Issue #149, opened 2018-12-26
DSP SR is truncated to 16 bits (lack of EMR)


JayFoxRox:
I tried to compare XQEMU to my hardware Xbox using https://github.com/JayFoxRox/xbox-tools/pull/70.
However, most SR output is broken, because our DSP code was made for DSP56k where SR was 16 bit.

A lot of the existing code does something like:

```c
    dsp->registers[DSP_REG_SR] &= BITMASK(16)-((1<<DSP_SR_V)|(1<<DSP_SR_C));
    dsp->registers[DSP_REG_SR] |= newsr;
```

DSP56300 added the EMR, [see section "5.4.1.2 Status Register (SR)"](https://www.nxp.com/docs/en/reference-manual/DSP56300FM.pdf), so SR should be 24 bits.

We have to find these, and modify it for `BITMASK(24)`.
We could also use `registers_mask[DSP_REG_SR]` and move this SR modification into a function, which will make it easier to avoid such issues altogether.

Issue #148, opened 2018-12-26
DSP accumulator extension registers are not sign-extended when used as source


JayFoxRox:
I ran into an issue when doing `move A2, X:$0`. I had expected to see 0xFFFF80 (as on hardware), but I got 0x000080 (in XQEMU).

---

[See page 6-6 in the DSP5600 manual](https://www.nxp.com/docs/en/reference-manual/DSP56000UM.pdf):

> When an accumulator extension register acts as a source operand, it occupies the low-
order portion (bits 0–7) of the word and the high-order portion (bits 8–23) is sign extended
(see Figure 6-4).

XQEMU seems to ignore this rule.

We can probably look for a pattern like:

```c
        if ((numreg1==DSP_REG_A) || (numreg1==DSP_REG_B))
            emu_pm_read_accu24(dsp, numreg1, &save_reg1);
        else
            save_reg1 = dsp->registers[numreg1];
```

(also exists with other variable names)

Then we have to replace it with something like this (should be in a function):

```c
        if ((numreg==DSP_REG_A) || (numreg==DSP_REG_B))
            emu_pm_read_accu24(dsp, numreg, &value);
        else {
            value = dsp->registers[numreg];

            /* When an accumulator extension register acts as a source operand,
             * it occupies the low-order portion (bits 0–7) of the word and the
             * high-order portion (bits 8–23) is sign extended */
            if ((numreg==DSP_REG_A2) || (numreg==DSP_REG_B2))
                if (value & 0x80)
                    value |= 0xffff00;
        } 
```

I don't think we can easily find all of these cases, but we can iteratively improve our code.

PR #152, opened 2018-12-26
 dsp: Support 'inc d'  and 'dec d'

━━━━━━━━

> What is required: Output the full set of entries exactly as they were given.

> Result of this task:
Issue #149, opened 2018-12-26
DSP SR is truncated to 16 bits (lack of EMR)


JayFoxRox:
I tried to compare XQEMU to my hardware Xbox using https://github.com/JayFoxRox/xbox-tools/pull/70.
However, most SR output is broken, because our DSP code was made for DSP56k where SR was 16 bit.

A lot of the existing code does something like:

```c
    dsp->registers[DSP_REG_SR] &= BITMASK(16)-((1<<DSP_SR_V)|(1<<DSP_SR_C));
    dsp->registers[DSP_REG_SR] |= newsr;
```

DSP56300 added the EMR, [see section "5.4.1.2 Status Register (SR)"](https://www.nxp.com/docs/en/reference-manual/DSP56300FM.pdf), so SR should be 24 bits.

We have to find these, and modify it for `BITMASK(24)`.
We could also use `registers_mask[DSP_REG_SR]` and move this SR modification into a function, which will make it easier to avoid such issues altogether.

Issue #148, opened 2018-12-26
DSP accumulator extension registers are not sign-extended when used as source


JayFoxRox:
I ran into an issue when doing `move A2, X:$0`. I had expected to see 0xFFFF80 (as on hardware), but I got 0x000080 (in XQEMU).

---

[See page 6-6 in the DSP5600 manual](https://www.nxp.com/docs/en/reference-manual/DSP56000UM.pdf):

> When an accumulator extension register acts as a source operand, it occupies the low-
order portion (bits 0–7) of the word and the high-order portion (bits 8–23) is sign extended
(see Figure 6-4).

XQEMU seems to ignore this rule.

We can probably look for a pattern like:

```c
        if ((numreg1==DSP_REG_A) || (numreg1==DSP_REG_B))
            emu_pm_read_accu24(dsp, numreg1, &save_reg1);
        else
            save_reg1 = dsp->registers[numreg1];
```

(also exists with other variable names)

Then we have to replace it with something like this (should be in a function):

```c
        if ((numreg==DSP_REG_A) || (numreg==DSP_REG_B))
            emu_pm_read_accu24(dsp, numreg, &value);
        else {
            value = dsp->registers[numreg];

            /* When an accumulator extension register acts as a source operand,
             * it occupies the low-order portion (bits 0–7) of the word and the
             * high-order portion (bits 8–23) is sign extended */
            if ((numreg==DSP_REG_A2) || (numreg==DSP_REG_B2))
                if (value & 0x80)
                    value |= 0xffff00;
        } 
```

I don't think we can easily find all of these cases, but we can iteratively improve our code.

PR #152, opened 2018-12-26
 dsp: Support 'inc d'  and 'dec d'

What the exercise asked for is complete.